For the word "LINKED", return each line of the data in which it occurs.
== Segment start ==
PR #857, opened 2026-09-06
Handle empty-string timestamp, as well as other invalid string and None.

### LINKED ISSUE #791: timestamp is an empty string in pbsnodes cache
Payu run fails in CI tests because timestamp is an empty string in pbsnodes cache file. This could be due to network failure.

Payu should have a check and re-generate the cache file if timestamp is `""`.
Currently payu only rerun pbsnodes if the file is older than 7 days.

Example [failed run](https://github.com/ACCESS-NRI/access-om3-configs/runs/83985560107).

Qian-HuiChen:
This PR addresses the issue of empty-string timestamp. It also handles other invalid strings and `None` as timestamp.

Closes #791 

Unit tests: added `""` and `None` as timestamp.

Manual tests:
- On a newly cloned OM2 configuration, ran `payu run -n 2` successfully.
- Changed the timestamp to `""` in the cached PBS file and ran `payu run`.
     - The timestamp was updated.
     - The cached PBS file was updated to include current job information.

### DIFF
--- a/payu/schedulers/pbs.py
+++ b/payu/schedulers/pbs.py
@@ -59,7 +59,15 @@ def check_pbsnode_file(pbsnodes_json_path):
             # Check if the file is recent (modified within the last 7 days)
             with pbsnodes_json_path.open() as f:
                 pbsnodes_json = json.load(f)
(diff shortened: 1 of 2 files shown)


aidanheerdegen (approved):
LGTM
== Segment end ==
== Segment start ==
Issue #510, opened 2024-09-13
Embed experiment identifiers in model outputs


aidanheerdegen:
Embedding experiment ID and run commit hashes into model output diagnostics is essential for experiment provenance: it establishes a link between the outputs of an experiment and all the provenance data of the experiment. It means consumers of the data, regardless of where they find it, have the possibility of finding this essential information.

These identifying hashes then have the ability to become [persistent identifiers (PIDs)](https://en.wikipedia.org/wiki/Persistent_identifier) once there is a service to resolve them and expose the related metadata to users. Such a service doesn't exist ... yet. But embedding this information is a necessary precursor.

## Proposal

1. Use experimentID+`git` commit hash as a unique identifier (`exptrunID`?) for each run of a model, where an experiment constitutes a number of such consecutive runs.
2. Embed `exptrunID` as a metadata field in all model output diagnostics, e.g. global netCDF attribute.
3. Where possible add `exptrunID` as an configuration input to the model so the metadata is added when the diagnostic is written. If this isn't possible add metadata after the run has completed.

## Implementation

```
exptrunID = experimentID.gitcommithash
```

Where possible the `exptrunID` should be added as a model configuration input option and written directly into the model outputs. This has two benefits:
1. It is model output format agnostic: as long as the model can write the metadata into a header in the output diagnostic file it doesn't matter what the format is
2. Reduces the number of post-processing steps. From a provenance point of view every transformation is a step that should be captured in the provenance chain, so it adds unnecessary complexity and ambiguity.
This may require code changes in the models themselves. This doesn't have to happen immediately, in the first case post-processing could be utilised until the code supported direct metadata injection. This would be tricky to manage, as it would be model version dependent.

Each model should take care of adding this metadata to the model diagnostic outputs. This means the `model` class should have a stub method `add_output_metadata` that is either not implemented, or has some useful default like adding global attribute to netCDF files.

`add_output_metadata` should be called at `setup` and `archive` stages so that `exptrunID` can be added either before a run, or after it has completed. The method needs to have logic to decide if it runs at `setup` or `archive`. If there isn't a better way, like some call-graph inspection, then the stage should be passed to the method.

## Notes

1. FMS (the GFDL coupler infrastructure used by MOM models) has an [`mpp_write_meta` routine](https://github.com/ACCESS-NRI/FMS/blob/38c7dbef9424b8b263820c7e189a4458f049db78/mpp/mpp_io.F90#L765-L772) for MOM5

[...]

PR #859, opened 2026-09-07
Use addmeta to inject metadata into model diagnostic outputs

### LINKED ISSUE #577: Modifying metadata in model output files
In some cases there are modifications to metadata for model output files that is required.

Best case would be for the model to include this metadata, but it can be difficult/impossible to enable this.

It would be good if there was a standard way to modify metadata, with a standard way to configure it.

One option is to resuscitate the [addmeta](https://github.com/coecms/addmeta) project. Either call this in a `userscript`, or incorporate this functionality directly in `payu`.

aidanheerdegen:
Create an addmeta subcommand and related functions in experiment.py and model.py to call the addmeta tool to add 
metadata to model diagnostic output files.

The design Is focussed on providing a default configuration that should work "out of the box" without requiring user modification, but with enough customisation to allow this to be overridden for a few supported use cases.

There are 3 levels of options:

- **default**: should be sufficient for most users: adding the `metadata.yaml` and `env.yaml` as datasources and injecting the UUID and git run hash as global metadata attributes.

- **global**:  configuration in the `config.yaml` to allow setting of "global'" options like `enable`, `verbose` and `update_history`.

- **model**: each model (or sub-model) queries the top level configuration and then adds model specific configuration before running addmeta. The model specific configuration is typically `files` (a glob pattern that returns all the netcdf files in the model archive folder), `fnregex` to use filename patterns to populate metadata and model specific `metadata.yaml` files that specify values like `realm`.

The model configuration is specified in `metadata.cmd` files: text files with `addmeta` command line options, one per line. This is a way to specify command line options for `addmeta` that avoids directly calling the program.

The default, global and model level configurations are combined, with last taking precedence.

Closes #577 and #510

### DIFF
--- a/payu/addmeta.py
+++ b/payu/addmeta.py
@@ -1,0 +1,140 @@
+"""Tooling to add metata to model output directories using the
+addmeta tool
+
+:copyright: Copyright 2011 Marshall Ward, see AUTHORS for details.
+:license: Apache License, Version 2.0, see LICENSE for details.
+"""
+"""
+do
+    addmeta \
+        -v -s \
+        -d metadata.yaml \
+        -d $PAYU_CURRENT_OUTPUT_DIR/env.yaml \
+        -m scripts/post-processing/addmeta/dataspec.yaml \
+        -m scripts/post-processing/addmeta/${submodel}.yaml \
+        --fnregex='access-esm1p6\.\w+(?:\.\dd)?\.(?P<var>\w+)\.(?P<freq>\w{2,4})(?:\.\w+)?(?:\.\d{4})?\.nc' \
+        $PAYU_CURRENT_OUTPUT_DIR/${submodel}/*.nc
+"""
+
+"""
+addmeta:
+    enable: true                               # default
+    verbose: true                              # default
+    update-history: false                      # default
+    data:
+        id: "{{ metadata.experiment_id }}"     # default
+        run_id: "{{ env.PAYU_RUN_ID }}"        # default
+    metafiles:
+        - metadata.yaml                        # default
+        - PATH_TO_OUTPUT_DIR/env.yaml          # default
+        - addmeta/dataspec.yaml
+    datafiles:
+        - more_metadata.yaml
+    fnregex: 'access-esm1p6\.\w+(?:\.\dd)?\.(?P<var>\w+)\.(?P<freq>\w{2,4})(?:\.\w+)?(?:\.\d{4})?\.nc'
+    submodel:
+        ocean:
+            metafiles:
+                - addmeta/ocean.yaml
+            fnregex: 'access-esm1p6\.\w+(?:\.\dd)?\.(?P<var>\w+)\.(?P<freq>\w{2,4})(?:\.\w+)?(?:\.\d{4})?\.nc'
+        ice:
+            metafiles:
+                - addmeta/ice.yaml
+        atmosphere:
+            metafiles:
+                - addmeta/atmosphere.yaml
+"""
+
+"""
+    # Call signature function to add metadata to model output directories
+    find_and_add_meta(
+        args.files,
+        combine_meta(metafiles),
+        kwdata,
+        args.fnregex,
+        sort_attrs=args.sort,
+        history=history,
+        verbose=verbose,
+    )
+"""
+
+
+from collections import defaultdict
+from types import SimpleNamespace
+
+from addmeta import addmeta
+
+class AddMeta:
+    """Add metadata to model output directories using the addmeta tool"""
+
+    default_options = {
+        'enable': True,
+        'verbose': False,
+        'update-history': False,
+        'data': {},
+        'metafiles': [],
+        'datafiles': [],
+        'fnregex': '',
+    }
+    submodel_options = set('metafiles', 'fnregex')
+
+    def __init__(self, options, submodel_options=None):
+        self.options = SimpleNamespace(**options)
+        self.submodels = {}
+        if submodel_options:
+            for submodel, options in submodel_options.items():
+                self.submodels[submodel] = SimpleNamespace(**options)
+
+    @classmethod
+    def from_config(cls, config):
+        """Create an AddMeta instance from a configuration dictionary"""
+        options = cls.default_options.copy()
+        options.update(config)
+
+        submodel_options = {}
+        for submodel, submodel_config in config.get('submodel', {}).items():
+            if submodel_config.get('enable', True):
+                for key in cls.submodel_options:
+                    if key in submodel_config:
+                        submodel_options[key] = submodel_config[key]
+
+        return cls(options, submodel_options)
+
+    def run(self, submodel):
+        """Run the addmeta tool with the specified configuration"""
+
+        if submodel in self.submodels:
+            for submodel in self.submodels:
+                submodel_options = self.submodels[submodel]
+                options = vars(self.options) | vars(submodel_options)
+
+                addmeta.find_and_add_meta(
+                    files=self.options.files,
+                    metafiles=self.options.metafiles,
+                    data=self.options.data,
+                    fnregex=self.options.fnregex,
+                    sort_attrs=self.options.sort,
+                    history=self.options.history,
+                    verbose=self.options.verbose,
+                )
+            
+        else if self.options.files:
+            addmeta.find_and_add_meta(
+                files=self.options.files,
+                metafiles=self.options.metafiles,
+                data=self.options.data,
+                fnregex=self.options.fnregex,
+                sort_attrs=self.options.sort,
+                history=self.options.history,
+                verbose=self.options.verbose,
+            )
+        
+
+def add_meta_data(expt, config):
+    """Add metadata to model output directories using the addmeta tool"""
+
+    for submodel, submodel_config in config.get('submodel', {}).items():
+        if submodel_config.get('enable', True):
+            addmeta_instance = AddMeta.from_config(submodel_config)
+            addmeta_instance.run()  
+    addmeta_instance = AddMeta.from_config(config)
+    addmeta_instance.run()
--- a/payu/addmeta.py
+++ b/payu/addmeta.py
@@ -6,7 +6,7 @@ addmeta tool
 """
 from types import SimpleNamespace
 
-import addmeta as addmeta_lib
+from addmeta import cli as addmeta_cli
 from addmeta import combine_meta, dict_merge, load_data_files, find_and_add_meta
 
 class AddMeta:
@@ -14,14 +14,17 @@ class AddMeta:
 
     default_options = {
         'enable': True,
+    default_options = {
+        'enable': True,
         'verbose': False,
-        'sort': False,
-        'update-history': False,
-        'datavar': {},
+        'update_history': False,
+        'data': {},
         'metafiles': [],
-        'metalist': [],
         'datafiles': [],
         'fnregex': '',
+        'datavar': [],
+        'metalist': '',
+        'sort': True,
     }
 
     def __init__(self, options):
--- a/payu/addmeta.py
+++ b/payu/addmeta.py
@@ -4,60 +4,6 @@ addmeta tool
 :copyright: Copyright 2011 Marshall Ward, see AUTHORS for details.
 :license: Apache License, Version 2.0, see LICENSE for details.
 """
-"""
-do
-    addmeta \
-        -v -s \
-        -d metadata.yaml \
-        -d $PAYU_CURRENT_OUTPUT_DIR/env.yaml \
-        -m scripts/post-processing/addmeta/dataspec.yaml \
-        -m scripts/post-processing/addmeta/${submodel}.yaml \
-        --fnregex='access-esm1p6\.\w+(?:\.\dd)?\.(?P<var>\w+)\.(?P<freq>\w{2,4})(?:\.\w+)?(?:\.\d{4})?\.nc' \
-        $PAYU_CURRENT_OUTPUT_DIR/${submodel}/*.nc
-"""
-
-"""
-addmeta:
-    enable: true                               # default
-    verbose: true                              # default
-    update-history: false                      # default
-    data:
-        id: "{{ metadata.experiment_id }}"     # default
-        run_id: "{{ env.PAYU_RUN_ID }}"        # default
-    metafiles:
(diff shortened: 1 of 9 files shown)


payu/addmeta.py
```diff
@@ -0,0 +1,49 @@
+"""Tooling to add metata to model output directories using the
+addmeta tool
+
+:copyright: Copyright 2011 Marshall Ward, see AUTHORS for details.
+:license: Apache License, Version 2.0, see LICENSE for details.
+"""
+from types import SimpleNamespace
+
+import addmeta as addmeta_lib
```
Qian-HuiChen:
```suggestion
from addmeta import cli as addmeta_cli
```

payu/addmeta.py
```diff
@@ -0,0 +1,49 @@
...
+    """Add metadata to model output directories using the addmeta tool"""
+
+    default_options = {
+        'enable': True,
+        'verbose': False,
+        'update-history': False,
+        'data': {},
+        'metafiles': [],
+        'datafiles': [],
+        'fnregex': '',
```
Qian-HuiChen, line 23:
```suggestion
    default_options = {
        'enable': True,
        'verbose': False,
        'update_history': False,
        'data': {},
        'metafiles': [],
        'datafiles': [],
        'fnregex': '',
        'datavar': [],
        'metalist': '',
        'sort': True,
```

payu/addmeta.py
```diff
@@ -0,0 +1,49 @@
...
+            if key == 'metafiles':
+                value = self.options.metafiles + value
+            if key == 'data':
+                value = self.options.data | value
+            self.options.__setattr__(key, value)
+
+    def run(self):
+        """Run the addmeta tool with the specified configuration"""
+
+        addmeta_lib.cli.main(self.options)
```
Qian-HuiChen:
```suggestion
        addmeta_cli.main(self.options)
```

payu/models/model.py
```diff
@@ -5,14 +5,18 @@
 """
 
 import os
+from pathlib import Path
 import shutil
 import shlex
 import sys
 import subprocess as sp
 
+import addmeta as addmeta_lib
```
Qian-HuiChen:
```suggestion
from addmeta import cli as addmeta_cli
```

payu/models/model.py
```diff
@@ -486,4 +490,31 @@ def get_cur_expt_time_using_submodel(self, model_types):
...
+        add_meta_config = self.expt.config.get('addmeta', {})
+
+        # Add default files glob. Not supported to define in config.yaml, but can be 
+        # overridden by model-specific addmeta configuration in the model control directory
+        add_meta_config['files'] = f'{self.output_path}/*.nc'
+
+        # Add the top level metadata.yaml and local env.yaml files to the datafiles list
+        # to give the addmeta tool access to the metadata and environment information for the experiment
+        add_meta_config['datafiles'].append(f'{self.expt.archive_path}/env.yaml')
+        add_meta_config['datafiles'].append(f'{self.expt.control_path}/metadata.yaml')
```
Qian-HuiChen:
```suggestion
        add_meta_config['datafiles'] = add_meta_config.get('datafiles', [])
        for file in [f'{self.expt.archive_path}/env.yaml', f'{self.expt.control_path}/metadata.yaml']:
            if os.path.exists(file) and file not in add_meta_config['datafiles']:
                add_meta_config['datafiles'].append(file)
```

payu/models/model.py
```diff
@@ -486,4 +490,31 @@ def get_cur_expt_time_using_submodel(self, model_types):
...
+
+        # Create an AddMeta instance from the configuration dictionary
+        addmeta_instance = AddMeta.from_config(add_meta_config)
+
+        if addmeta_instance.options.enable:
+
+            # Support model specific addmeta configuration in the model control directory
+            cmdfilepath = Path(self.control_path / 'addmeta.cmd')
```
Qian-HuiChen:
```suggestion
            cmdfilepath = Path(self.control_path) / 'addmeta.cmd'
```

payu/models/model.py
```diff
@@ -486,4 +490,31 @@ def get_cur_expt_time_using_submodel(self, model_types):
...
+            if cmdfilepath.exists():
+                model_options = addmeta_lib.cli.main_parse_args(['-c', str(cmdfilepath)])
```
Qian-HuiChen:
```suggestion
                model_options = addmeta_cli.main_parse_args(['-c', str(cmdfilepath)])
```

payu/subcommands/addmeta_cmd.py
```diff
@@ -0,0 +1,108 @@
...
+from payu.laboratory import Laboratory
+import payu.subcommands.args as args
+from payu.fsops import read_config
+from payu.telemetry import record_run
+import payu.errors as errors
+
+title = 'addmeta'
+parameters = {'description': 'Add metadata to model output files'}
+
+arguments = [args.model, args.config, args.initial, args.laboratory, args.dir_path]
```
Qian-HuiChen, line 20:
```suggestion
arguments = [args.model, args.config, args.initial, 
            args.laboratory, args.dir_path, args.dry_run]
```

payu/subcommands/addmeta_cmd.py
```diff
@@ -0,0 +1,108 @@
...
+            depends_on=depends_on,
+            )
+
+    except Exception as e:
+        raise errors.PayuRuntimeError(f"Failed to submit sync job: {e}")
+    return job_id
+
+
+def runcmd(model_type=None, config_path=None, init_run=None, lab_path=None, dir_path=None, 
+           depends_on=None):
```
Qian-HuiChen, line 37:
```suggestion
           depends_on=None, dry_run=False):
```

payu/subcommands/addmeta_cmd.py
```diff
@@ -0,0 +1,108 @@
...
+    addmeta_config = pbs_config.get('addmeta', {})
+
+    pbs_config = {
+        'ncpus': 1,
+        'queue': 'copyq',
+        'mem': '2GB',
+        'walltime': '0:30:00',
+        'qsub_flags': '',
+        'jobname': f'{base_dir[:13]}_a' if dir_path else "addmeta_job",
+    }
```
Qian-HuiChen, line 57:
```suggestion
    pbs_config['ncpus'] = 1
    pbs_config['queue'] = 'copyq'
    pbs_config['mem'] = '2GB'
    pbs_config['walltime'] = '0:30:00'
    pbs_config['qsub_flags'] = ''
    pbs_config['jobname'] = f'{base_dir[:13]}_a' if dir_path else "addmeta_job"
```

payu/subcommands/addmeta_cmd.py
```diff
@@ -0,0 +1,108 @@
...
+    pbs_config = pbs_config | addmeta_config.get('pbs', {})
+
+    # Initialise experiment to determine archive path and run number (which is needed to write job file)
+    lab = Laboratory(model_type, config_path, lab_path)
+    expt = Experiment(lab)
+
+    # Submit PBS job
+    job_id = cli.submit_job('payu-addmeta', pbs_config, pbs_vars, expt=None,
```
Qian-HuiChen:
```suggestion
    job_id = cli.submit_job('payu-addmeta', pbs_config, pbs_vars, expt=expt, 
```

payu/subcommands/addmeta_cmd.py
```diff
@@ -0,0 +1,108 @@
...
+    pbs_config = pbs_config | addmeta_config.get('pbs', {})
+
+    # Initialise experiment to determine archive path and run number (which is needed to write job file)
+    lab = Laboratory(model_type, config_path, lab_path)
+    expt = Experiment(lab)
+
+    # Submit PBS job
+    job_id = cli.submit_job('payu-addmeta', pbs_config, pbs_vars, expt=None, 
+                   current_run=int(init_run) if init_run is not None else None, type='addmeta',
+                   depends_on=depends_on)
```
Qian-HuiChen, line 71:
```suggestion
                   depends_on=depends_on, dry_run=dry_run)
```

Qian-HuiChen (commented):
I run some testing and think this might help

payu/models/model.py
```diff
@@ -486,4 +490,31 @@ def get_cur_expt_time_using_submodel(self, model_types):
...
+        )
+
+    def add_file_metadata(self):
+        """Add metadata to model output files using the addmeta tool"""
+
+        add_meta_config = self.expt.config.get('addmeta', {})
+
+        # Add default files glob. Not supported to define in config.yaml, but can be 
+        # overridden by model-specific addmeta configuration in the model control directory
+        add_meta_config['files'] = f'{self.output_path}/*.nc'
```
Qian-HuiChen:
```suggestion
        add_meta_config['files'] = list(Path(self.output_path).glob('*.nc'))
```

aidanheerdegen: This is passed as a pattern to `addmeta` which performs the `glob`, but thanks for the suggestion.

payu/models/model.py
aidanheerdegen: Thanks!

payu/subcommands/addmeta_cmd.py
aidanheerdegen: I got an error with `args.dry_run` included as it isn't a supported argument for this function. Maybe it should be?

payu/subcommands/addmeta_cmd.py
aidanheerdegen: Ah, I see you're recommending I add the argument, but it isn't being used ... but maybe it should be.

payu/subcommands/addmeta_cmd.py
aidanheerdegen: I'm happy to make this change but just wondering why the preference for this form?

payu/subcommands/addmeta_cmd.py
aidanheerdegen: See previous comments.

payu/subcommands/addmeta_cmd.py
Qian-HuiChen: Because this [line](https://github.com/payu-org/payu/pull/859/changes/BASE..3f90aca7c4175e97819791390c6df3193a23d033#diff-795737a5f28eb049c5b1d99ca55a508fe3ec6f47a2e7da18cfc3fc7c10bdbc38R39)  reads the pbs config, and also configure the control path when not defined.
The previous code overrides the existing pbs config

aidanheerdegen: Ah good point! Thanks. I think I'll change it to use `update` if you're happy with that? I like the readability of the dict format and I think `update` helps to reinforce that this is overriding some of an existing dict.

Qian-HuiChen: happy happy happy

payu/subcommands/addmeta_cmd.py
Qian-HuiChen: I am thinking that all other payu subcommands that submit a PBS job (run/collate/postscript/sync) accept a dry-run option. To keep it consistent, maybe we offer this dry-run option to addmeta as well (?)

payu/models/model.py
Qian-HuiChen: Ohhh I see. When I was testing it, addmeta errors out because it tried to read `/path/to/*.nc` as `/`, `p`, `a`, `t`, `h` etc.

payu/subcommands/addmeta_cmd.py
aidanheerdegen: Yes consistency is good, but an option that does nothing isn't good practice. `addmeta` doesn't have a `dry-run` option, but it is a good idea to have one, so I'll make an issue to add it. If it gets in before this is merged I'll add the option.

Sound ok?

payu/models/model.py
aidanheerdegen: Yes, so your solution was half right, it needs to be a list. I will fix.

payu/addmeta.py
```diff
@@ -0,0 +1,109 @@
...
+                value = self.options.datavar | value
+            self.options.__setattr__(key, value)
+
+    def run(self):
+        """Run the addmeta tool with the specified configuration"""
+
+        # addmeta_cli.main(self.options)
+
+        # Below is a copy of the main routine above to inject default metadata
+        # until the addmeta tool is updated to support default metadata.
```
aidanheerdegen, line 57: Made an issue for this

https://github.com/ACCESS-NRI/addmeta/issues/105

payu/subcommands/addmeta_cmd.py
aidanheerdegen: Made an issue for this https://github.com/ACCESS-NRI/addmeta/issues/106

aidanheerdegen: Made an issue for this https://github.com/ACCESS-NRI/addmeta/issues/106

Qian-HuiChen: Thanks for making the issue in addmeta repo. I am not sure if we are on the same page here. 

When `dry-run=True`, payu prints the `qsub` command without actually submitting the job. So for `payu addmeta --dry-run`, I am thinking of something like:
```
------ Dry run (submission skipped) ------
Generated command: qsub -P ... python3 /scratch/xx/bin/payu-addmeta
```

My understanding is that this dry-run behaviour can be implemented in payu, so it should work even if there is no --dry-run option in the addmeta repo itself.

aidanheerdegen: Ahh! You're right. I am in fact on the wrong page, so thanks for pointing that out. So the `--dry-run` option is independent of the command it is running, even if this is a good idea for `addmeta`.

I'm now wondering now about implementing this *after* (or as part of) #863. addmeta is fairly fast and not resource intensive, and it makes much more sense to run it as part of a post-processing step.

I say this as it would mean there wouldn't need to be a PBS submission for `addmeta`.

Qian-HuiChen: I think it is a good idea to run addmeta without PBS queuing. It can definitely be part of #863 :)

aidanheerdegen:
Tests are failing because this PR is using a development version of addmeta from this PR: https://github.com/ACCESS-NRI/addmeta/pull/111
== Segment end ==
== Segment start ==
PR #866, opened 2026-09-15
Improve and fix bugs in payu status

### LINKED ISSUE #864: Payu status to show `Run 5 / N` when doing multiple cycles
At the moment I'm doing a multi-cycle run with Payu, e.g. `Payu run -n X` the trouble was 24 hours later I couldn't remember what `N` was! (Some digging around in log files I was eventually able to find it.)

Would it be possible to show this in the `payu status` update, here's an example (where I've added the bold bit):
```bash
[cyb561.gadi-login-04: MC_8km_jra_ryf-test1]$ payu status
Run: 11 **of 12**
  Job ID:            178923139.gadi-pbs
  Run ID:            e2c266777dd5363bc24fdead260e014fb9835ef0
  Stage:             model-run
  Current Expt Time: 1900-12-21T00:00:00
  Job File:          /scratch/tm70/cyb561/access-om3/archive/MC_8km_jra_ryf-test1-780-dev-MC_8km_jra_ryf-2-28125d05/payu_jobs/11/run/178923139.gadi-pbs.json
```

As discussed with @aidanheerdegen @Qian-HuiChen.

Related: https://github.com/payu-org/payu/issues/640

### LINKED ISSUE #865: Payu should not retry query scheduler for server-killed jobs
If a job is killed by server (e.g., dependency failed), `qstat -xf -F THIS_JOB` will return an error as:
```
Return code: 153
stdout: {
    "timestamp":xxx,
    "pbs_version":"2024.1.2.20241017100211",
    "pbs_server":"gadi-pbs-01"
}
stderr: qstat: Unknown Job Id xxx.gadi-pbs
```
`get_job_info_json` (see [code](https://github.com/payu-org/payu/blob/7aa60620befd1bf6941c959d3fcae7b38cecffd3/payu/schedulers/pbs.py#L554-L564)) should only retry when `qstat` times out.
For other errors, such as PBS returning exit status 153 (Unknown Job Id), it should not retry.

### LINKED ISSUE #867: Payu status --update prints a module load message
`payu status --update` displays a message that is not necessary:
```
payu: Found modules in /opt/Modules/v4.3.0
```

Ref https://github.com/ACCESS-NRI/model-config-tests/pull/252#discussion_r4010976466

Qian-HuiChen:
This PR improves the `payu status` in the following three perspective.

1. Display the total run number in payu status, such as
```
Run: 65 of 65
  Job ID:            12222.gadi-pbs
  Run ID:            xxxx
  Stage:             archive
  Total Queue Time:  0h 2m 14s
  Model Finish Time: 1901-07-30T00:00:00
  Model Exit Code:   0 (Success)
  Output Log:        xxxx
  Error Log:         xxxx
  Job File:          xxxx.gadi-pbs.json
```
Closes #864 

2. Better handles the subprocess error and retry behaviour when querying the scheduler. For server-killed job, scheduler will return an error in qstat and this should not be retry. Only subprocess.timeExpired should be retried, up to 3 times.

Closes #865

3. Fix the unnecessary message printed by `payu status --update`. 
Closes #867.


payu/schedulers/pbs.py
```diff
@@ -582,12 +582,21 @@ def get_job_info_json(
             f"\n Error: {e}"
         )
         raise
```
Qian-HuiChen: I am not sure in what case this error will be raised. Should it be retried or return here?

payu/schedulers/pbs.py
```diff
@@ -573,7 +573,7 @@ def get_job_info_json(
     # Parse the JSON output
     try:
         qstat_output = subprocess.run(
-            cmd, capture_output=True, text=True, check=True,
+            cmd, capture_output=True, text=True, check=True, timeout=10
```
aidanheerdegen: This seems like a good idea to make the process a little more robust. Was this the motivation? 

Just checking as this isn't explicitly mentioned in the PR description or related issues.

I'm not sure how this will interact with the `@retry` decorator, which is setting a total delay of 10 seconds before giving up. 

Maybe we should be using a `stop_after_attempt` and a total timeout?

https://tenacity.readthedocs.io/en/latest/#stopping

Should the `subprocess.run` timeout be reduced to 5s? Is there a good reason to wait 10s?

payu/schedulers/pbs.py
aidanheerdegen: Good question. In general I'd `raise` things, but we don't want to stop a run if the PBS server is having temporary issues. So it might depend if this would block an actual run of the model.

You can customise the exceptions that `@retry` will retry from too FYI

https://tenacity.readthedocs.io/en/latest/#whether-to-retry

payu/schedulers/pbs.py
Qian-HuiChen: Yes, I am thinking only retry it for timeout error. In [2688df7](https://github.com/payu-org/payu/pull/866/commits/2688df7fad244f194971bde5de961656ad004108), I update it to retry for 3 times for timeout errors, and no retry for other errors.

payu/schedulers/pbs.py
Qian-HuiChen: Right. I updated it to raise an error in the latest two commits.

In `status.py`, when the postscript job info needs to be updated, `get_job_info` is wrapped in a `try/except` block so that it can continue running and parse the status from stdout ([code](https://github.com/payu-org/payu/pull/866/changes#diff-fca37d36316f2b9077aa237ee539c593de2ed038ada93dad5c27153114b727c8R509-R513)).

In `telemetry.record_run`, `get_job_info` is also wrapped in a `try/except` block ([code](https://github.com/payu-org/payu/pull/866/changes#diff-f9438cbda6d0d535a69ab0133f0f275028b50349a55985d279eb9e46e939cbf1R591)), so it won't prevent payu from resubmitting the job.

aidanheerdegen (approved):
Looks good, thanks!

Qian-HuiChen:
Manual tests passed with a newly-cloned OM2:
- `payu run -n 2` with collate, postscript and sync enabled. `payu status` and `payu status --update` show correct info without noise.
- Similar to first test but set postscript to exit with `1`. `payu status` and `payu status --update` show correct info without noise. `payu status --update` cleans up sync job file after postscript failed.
== Segment end ==
> **Task answer**
### LINKED ISSUE #791: timestamp is an empty string in pbsnodes cache
### LINKED ISSUE #577: Modifying metadata in model output files
### LINKED ISSUE #864: Payu status to show `Run 5 / N` when doing multiple cycles
### LINKED ISSUE #865: Payu should not retry query scheduler for server-killed jobs
### LINKED ISSUE #867: Payu status --update prints a module load message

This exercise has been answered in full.